But will they do away the stupid points/currency system? I have found myself using the Xbox Zune more than iTunes but hate the stupid points/currency they use. Can I just see what I am buying in dollars?!
I'm pretty sure I actually spend less on Xbox Live than I would if everything were done with straight money transactions because it is virtually impossible to buy enough points to cover things you want to buy without having leftover unspent points, the existence of which (even if temporary) makes me feel wasteful.
eg. Ok, I would like to buy this indie game for XXX points, but I need to buy points in blocks of YYY dollars which means after I buy this I'll have 200 unused points sitting in my account for who knows how long... screw it, I didn't really want that indie game that bad anyway.

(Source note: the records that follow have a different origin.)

PR #2357, opened 2023-07-07
solution

tndeineka:


src/convertToObject.js
```diff
@@ -1,18 +1,24 @@
...
- * @return {object}
- */
 function convertToObject(sourceString) {
-  // write your code here
+  const styleObj = {};
+
+  const styles = sourceString.split(';');
+
+  for (let i = 0; i < styles.length; i++) {
+    const style = styles[i];
```
VitaliyBodnar, line 9: there is only one use of index 'i', so better to use here the loop for of

VitaliyBodnar (changes requested):
Well done 🔥
Let's improve your solution 🧑‍💻

VitaliyBodnar (approved):

PR #2362, opened 2023-07-09
Solution

Hladkyi03:


src/convertToObject.js
```diff
@@ -12,7 +13,20 @@
...
  */
 function convertToObject(sourceString) {
-  // write your code here
+  const styles = {};
+
+  sourceString
+    .replace(/\s+/g, ' ')
+    .split(';')
+    .map(propertie => propertie.trim())
+    .filter(propertie => propertie)
```
TarasHoliuk, line 22:
```suggestion
    .filter(Boolean)
```
result: `Boolean(property)` returns boolean value. You will learn about classes/constructors later, so it's just FYI

src/convertToObject.js
```diff
@@ -12,7 +13,20 @@
...
+    .map(propertie => {
```
TarasHoliuk, line 23: why `map`? you don't save result array. to just iterate an array there is another method

TarasHoliuk (changes requested):

VitaliyBodnar (approved):
Well done )

PR #2365, opened 2023-07-10
convertor to obj

dimkamg21:


src/convertToObject.js
```diff
@@ -3,16 +3,32 @@
...
+    let [key, value] = property.split(':');
+
+    key = key.replace(/\n| /g, '');
+    value && (value = value.trim());
+
+    if (key === '') {
+      return;
+    }
+
+    return { [key]: value };
```
demetrxx, line 28: You return undefined or object in a map. This will result in smth like: 
`[undefined, { color: 'red' }, undefined, { border: '1px solid' }]`

consider following common solution, and improve your code here:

Granted this is just one view of the situation and I may be an anomaly, but for me the whole point<->money system causes me to think too much which pretty much kills off any potential for impulse purchases.

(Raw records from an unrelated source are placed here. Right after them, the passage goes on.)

PR #2367, opened 2023-07-11
Solution

mukutiuk:


src/convertToObject.js
```diff
@@ -3,16 +3,31 @@
...
+      .split(':'))
+    .filter((item) => item.length !== 1);
+
+  const association = newArry.map((item) => item.map((elem) => elem.trim()));
+
+  association.map(function(item) {
+    obj[item[0]] = item[1];
+  });
+
+  return obj;
```
demetrxx, line 30:
```suggestion
  const styleObject = {};
  
  const properties = sourceString
    .split(';')
    .map((elem) => elem.trim())
    .filter((elem) => elem.length > 0)
    .map((elem) => elem.split(':'))
    .map((elem) => elem.map((n) => n.trim()));

  properties.forEach(([property, value]) => (styleObject[property] = value));

  return styleObject;
```

demetrxx (changes requested):
Good job! But let's improve your code a bit.

src/convertToObject.js
```diff
@@ -3,16 +3,29 @@
 /**
  * Implement convertToObject function:
  *
- * Function takes a string with styles (see an example in [stylesString.js](./stylesString.js))
+ * Function takes a string with styles (see an example in
+ *  [stylesString.js](./stylesString.js))
```
OleziO, line 7: Remove all comments form the code.

OleziO (changes requested):

demetrxx (approved):
Well done 👍 Go ahead!

PR #2368, opened 2023-07-12
Develop

AsyaYeromina:


src/convertToObject.js
```diff
@@ -3,16 +3,32 @@
...
 function convertToObject(sourceString) {
-  // write your code here
+  const resultObj = {};
+  const clearProperties = sourceString
+    .replaceAll('\n', '')
+    .split(';')
+    .map(
+      rule => rule.split(':'))
+    .filter(
+      rule => rule.length === 2);
```
Andriy-Shymkiv, line 25:
```suggestion
  const clearProperties = sourceString
    .replaceAll('\n', '')
    .split(';')
    .map(rule => rule.split(':'))
    .filter(rule => rule.length === 2);
```

Andriy-Shymkiv: don't understand why you need to filter the array by `length === 2`? mayble let's try `length > 0`?

Andriy-Shymkiv (approved):

src/convertToObject.js
AsyaYeromina: I used it to filter arrays with empty strings/strings with spaces. 
.filter(([key, value]) => key != false); also can be used for that, but I didn't want to use this equality operator because of linter. 

Please give some advice for better solving.

PR #2378, opened 2023-07-18
solution

NataliMax:


src/convertToObject.js
```diff
@@ -1,18 +1,29 @@
...
+      const [ a, b ] = arr;
+
+      return [a.trim(), b.trim()];
+    })
+    .reduce((prev, item) => {
+      return {
+        ...prev,
+        [item[0]]: item[1],
+      };
+    }, {});
```
IvanFesenko, line 24: you can make it more shorter)
```suggestion
    .map(([ a, b ]) => [a.trim(), b.trim()])
    .reduce((prev, [key, value]) => ({
        ...prev,
        [key]: value,
      }), {});
```

IvanFesenko (approved):
Well done

PR #2385, opened 2023-07-21
add task solution

PavloMykhalov:


src/convertToObject.js
```diff
@@ -3,16 +3,32 @@
...
   // write your code here
+  const styles = {};
+  const properties = sourceString.split(';\n');
+
+  properties.forEach(property => {
+    const [name, value] = property
+      .split(':')
+      .map(part => part.trim());
+
+    if (name !== '') {
```
Anastasiia-Svintsova, line 26: The if-statement checks if the name is not an empty string, but it does not check if the value is not undefined. If a style property has no value, this could introduce undefined values into your styles object.

Anastasiia-Svintsova (changes requested):

src/convertToObject.js
```diff
@@ -3,16 +3,32 @@
...
+ * (see an exampl in [test file](./convertToObject.test.js))
  *
  * @param {string} sourceString
  *
  * @return {object}
  */
 function convertToObject(sourceString) {
   // write your code here
+  const styles = {};
+  const properties = sourceString.split(';\n');
```
anastasiiavorobiova, line 19: The split method is splitting the string by ';\n', but there might be cases where the properties are separated only by ';' and the CSS code would be valid even in this case

anastasiiavorobiova (changes requested):
Almost done! Added a tiny comment to fix

volodymyr-soltys97 (approved):
Well done 👍

PR #2390, opened 2023-07-22
first commit

Faridun92:


src/convertToObject.js
```diff
@@ -3,16 +3,29 @@
...
+ * in [test file](./convertToObject.test.js))
  *
  * @param {string} sourceString
  *
  * @return {object}
  */
 function convertToObject(sourceString) {
-  // write your code here
+  const newArr = sourceString.split('\n')
+    .filter((element) => element.length >= 5)
```
SanyaBratashchuk, line 18:
```suggestion
    .filter((element) => element.length >= 5)
```
Why exactly 5? It doesn't seem flexible

src/convertToObject.js
```diff
@@ -3,16 +3,29 @@
...
+    .map((element) => element.replace(';', ''));
+  const styleObj = {};
+
+  newArr.forEach((element) => {
+    const [ prop, val ] = element.split(':');
+
+    styleObj[prop.trim()] = val.trim();
+  });
+
+  return styleObj;
```
SanyaBratashchuk, line 28: use reduce

SanyaBratashchuk (changes requested):

SanyaBratashchuk (approved):

PR #2395, opened 2023-07-29
Convert styles to objects, solution

AndrzejPec:


src/convertToObject.js
```diff
@@ -3,16 +3,33 @@
...
 function convertToObject(sourceString) {
-  // write your code here
+  const contentTrimmedOnTheOutside = sourceString
+    .trim()
+    .split(';')
+    .map(item => item.trim())
+    .filter(Boolean);
+
+  const styles = contentTrimmedOnTheOutside.reduce((acc, item) => {
+    const [property, value] = item.split(':').map(s => s.trim());
```
choeqq, line 25: I think key, value would be more explicit
```suggestion
    const [key, value] = item.split(':').map(s => s.trim());
```

choeqq (approved):
Well done ✅

PR #2397, opened 2023-07-30
solution

Sancz0pansa:


src/convertToObject.js
```diff
@@ -3,16 +3,33 @@
...
  * @return {object}
  */
 function convertToObject(sourceString) {
-  // write your code here
+  const obj = {};
+  let current;
+  const properties = sourceString.split(';');
+
+  for (let i = 0; i < properties.length; i++) {
+    current = properties[i].split(':');
```
choeqq, line 22: you can destructure key and value from properties
```suggestion
    const [key, value] = properties[i].split(':');
```

src/convertToObject.js
```diff
@@ -3,16 +3,33 @@
...
+ *  (see an exampl in [test file](./convertToObject.test.js))
  *
  * @param {string} sourceString
  *
  * @return {object}
  */
 function convertToObject(sourceString) {
-  // write your code here
+  const obj = {};
+  let current;
```
choeqq, line 18: if you destructure key and value from properties this can be omited

src/convertToObject.js
```diff
@@ -3,16 +3,33 @@
...
+
+  for (let i = 0; i < properties.length; i++) {
+    current = properties[i].split(':');
+
+    if (!current[1]) {
+      continue;
+    }
+    current[0] = current[0].trim();
+    current[1] = current[1].trim();
+    obj[current[0]] = current[1];
```
choeqq, line 29: you can just set trimmed values here
```suggestion
    obj[key.trim()] = current[value.trim()];
```

src/convertToObject.js
```diff
@@ -3,16 +3,33 @@
...
+  }
```
choeqq, line 30: you can use reduce method to loop through properties, then you won't have to initialize new obj

choeqq (changes requested):
Almost there 👍

mvjl000 (changes requested):
Code looks great! Please remove old commented code. And also I would rename the `obj` constant.

asakevych (approved):
Great job! 🚀 🔥 👏

PR #2399, opened 2023-07-30
Solution

Patryk-Filipiak:


src/convertToObject.js
```diff
@@ -3,16 +3,23 @@
...
  * @param {string} sourceString
  *
  * @return {object}
  */
 function convertToObject(sourceString) {
-  // write your code here
+  const styleObject = {};
+
+  sourceString.split(';').forEach(stringProperty => {
+    const [prop, value] = stringProperty.split(':');
```
choeqq, line 15: I think key would be more exlicit
```suggestion
    const [key, value] = stringProperty.split(':');
```

choeqq (approved):
Good job ✅

PR #3123, opened 2020-07-16
added bitwit.tech

richardfxr:
bitwit.tech now has a dark theme that utilizes the CSS prefers-color-scheme media query.


Gusted:
If it uses the prefers color scheme than it will be light for people who didn't set their OS to dark mode.

PR #3125, opened 2020-07-16
Fix Styling for virustotal

id0ntbyte:
There was an issue with dark mode of Virustotal where all the cards were shown as white. This change will take care of that issue.

### DIFF
--- a/src/config/dynamic-theme-fixes.config
+++ b/src/config/dynamic-theme-fixes.config
@@ -4847,6 +4847,15 @@ body {
 
 ================================
 
+virustotal.com
+
+CSS
+vt-ui-file-card{
+    background-color: {black} !important;
+}
+
+================================
+
 vrt.be/vrtnws
 
 INVERT


Gusted:
Did you even tried this fix as I can see it will not even work.

sprinkledcheese:
I don't know why styling doesn't work properly on virustotal but if you apply any rule to the dev tools and apply 1-2 or maybe more times then style will be applied correctly. So, I think that 'retry PR' will fix virustotal @Gusted.

sprinkledcheese:
So I checked again and it's because of lazy-loading.
chrome_syAhXVXoju

Gusted:
Oh no it's a intresting bug with Variables and Shadow-roots.

id0ntbyte:
I've noticed if the styling is added after the website fully loads or with a few seconds delay, then it shows perfectly fine.

Gusted:
Yeah we got #4682 for tracking the main problem.

PR #3132, opened 2020-07-16
Workflow Patch

Gusted:
Rather effective to have this than going to branch and rebuilding it just to check/give to a person to check their issue/bug has been resolved.


Gusted:
it's running npm run test not sure why not npm run release :shrug:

Straight up dollar values and a click-to-buy system as streamlined as Amazon one click is what gets my money.
I feel like the Xbox 360 is doing to console gaming what XP did to the OS market. Which is only making me more leery about investing in their future consoles. The Xbox 360 will not go away any time soon, but could this also hurt their future console? Will it be able to stay up to date when the next greatest thing comes out?

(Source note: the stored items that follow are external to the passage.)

PR #3133, opened 2020-07-16
added fix for bitwit.tech into dynamic-theme-fixes.config

richardfxr:
Added some CSS to fix the SVG illustrations on the site.  The site does have global CSS variables for colors but Dark Reader's default colors override them even when I use !important in the Dev tools. However, Dark Reader does a good enough job that this really isn't an issue.

### DIFF
--- a/src/config/dynamic-theme-fixes.config
+++ b/src/config/dynamic-theme-fixes.config
@@ -528,6 +528,54 @@ a[href="/product"]
 
 ================================
 
+bitwit.tech
+
+CSS
+.svg-primary {
+    fill: #375D69 !important;
+}
+.svg-primary-light {
+    fill: #4A7F8F !important;
+}
+.svg-primary-dark {
+    fill: #28444D !important;
+}
+.svg-secondary {
+    fill: #B88399 !important;
+}
+.svg-secondary-light {
+    fill: #E8A9C4 !important;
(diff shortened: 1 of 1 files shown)


Gusted:
I think it's just better to add it to the global dark sites. as it's already default by dark.

richardfxr:
Ah, I made the same mistake yesterday. The site actually used the prefers-color-scheme media query to activate it's dark mode. Sorry I didn't mention that here.

Gusted:
🤦 Forgot about it.

src/config/dynamic-theme-fixes.config
```diff
@@ -528,6 +528,54 @@ a[href="/product"]
...
+.svg-light {
+    fill: #ADCED9 !important;
+}
+.svg-outline {
+    fill: none !important;
+    stroke: #000000 !important;
+}
+.svg-primary-outline {
+    fill: none !important;
+    stroke: #ADCED9 !important;
```
Gusted, line 561: Have a look with `stroke: ${originial value} !important;`

richardfxr: The stroke color changes depending on prefers-color-scheme. I wanted the style to be consistent no matter what, so that's why I specified the values here.

PR #3131, opened 2020-07-16
Myshor wanted this

Gusted:
For any info contact @Myshor

PR #3139, opened 2020-07-18
fix for facebook.com

Myshor:
Big Blob breaking fixes.
Sorry no screens - it was too much.


Myshor:
With new functionality #3131 I have one class to exclude from blobs so I will refactor all this blobs fixes when it will be included in master and released. ;)

PR #3143, opened 2020-07-19
Fixed streamable.com

sprinkledcheese:
- Logos
- Svgs

### DIFF
--- a/src/config/dynamic-theme-fixes.config
+++ b/src/config/dynamic-theme-fixes.config
@@ -4150,6 +4150,9 @@ CSS
 streamable.com
 
 INVERT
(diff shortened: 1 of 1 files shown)


src/config/dynamic-theme-fixes.config
```diff
@@ -4147,6 +4147,16 @@ CSS
 
 ================================
 
+streamable.com
+
+INVERT
+.landing .features-pane .feature span svg
```
Gusted, line 4153: Just to be sure with element you can use >
`.feature > span > svg`
You can do the same for img on line 4155.as elements are risky when using in this way.

PR #3161, opened 2020-07-19
fix for facebook.com

Myshor:
Next blobs in group.


Gusted:
Your busy with Blobs :P

Issue #1071, opened 2019-02-02
Bypassing cookie rules in Firefox


zng02:
DarkReader seems to be causing Firefox to save cookies when it shouldn't be able to. I had noticed that cookies for websites were staying on my system despite privacy settings, and disabling all add-ons fixed the problem. Re-enabling them one at a time, I found that DarkReader was the one allowing the cookies to be saved. I can verify this is happening on both Firefox 65.0 and Firefox Nightly, both on Ubuntu 64bit.

To replicate this bug, go into private browsing and use a cookie testing website like [html-kit ](http://www.html-kit.com/tools/cookietester/) or [whatarecookies](http://www.whatarecookies.com/cookietest.asp) . Private browsing shouldn't be able to save cookies normally, but will do so if DarkReader is enabled.

alexanderby:
Didn't notice anything like this and cannot imagine how this could be possible. Was not able to reproduce on specified websites.
<img width="540" alt="screen shot 2019-02-04 at 19 06 51" src="https://user-images.githubusercontent.com/9638588/52220596-55c77180-28b0-11e9-8742-23fafed85f64.png">

zng02:
Oddly enough, after re-enabling Dark Reader to test again, I can't replicate the bug either. For reference, the bug was encountered with Firefox Content Blocking set to Strict, not Custom with cookies fully disabled. However, it seems this was a weird problem isolated to my system. Sorry about the confusion, and thank you for the quick response.

zng02:
I apologize for the confusion, but I have done more testing with my extensions and tracked the cookie leaking issue back to Dark Reader. The bug seems to be inconsistent, which is why I couldn't replicate it before and closed the issue. It doesn't happen all the time when Dark Reader is enabled, but it never happens without it. This made identifying the culprit difficult, but I can verify now that it is Dark Reader.

To be clear, it does not seem to bypass custom Firefox cookie rules to disable all cookies, but it allows cookies from Private Browsing to persist if cookies are enabled in any way. This has been most thoroughly tested using custom content blocking rules set to block all third-party cookies. The "Do Not Track" signal is also enabled, and trackers are blocked in all windows using the level 1 block list.

This has been tested on Firefox 66.0.1, running on 64 bit Ubuntu 18.10. I tested this bug by disabling all extensions, then testing them one at a time over a long period of time.

Gusted:
I don't experience this bug. Also we don't have permissions to cookies so if this still persist it can't be dark reader.

PR #3162, opened 2020-07-20
Fix dynamic style bug for Github contribution display

E011011101001:
Colors of contribution icons do not seem good.

Using the latest version 4.9.15, it looks like this. Colors are hard to distinguish and are not corresponding with colors on the axis legend bar below.
Before Fix

And I find out it's because CSS selectors are trying to catch the wrong colors in the dynamic config for github.com. (Maybe those colors were right at some time, but Github changed them later on.)
Anyway, I replaced them with colors that I found is applying to the icons. After the fix, the contribution displayer looks like the snapshot below.
After Fix

### DIFF
--- a/src/config/dynamic-theme-fixes.config
+++ b/src/config/dynamic-theme-fixes.config
@@ -1903,21 +1903,21 @@ CSS
     fill: ${#ebedf0} !important;
     background-color: ${#ebedf0} !important;
 }
-.day[fill="#c6e48b"], .legend li[style*="background-color: rgb(198, 228, 139)"] {
-    fill: ${#c6d4cb} !important;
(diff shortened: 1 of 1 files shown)


Gusted:
Could have a look at IGNORE INLINE STYLE in README.md and make your fix according to it thst should prevent if the colors change again.

E011011101001:
I'm not sure how `IGNORE INLINE STYLE` could work on tags with no inline style. On the other hand, what the previous author did (#1071) is to avoid other bugs when Darkreader left the SVG rectangles out (#558).

I think it's hard without JavaScript to prepare for the possibility that Github changes its color again.

Gusted:
Agreedd....
 Pain in my eyes.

Interesting. The problem with Xbox is that every time I turn mine on, it has to do an update. By the time it's done updating, I've forgotten why I turned it on. It is also louder than many commercial aircraft, drowning out whatever you might be doing on it.
So for TV, I just use a tiny computer under my TV, which can download stuff from Usenet and play it without requiring updates or nine billion cubic feet of air per minute.
The original Xbox 360s were incredibly noisy; the recent slim-factor models are much quieter—especially when running games off the HDD.
Updates, though, are very infrequent—I'd guesstimate about one every four months (although individual game updates can be much more frequent).
It's interesting you mention using a computer instead. The reason I like game consoles for gaming so much more is that they remove all the hassle of configuration and hardware issues—you just put the disc in and play. It looks like this'll be the case with TV as well.
I can't tell if you're just randomly anti-MS trolling here or if you're confusing a 360 with a PS3? Because PSN updates all the damn time, and Xbox 360 dashboard updates no more than every 6 months.